▸ **Dataset**
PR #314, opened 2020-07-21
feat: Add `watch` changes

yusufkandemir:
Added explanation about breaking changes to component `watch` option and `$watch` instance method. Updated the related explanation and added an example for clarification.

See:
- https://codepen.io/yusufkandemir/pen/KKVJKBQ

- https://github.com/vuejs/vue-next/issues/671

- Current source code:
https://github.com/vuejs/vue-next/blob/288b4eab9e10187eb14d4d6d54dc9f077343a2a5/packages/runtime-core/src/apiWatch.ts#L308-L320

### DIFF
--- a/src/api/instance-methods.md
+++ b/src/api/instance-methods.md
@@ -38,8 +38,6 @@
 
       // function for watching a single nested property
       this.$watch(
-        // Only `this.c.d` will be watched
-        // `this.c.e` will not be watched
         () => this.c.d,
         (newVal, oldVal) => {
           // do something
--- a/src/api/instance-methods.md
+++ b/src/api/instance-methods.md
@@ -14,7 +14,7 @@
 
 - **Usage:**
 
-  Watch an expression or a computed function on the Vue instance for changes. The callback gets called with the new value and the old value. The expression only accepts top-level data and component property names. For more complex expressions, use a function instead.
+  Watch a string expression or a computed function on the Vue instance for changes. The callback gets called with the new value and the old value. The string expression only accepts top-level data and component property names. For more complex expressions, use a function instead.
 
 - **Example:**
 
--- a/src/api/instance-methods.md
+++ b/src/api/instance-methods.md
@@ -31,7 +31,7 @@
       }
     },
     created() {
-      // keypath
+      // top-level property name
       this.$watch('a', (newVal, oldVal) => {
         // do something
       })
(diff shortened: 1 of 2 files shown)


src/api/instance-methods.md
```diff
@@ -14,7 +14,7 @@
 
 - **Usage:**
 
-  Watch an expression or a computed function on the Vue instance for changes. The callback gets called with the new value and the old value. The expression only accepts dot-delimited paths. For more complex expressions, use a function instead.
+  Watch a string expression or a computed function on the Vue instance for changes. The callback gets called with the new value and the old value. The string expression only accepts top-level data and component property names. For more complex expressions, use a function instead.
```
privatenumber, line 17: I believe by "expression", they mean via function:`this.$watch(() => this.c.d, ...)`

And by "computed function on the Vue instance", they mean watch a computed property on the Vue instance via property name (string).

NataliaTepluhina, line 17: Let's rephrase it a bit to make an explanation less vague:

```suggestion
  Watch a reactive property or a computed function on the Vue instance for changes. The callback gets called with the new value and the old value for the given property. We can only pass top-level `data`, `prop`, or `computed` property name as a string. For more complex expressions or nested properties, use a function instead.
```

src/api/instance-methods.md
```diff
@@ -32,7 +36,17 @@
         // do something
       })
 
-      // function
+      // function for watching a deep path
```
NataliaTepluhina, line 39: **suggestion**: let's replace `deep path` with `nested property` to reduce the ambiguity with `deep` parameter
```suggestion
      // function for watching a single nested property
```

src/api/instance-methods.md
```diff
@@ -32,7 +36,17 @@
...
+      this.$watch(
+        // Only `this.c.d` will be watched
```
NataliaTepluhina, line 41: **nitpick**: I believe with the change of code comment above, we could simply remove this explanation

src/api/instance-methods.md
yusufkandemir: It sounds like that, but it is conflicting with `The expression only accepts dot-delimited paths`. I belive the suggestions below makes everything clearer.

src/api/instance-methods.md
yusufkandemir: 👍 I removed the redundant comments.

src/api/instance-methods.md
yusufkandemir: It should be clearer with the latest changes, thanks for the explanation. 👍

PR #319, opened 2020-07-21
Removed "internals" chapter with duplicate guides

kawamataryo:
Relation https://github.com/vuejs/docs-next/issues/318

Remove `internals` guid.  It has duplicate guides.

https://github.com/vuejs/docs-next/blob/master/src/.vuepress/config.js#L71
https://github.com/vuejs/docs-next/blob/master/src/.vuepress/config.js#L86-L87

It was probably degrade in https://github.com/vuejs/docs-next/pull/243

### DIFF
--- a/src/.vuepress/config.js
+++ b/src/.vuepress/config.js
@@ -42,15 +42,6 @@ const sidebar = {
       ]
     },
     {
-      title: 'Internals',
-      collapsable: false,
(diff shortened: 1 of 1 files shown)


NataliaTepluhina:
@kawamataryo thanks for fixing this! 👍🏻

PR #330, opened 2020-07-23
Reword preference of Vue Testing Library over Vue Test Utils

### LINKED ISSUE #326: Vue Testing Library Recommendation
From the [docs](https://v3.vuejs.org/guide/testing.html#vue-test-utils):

▸ **What to produce**
The lines from the one containing "PR #330, opened 2020-07-23" through the last line of the records are to be transcribed exactly, with nothing else added.

▸ **Response area**
PR #330, opened 2020-07-23
Reword preference of Vue Testing Library over Vue Test Utils

### LINKED ISSUE #326: Vue Testing Library Recommendation
From the [docs](https://v3.vuejs.org/guide/testing.html#vue-test-utils):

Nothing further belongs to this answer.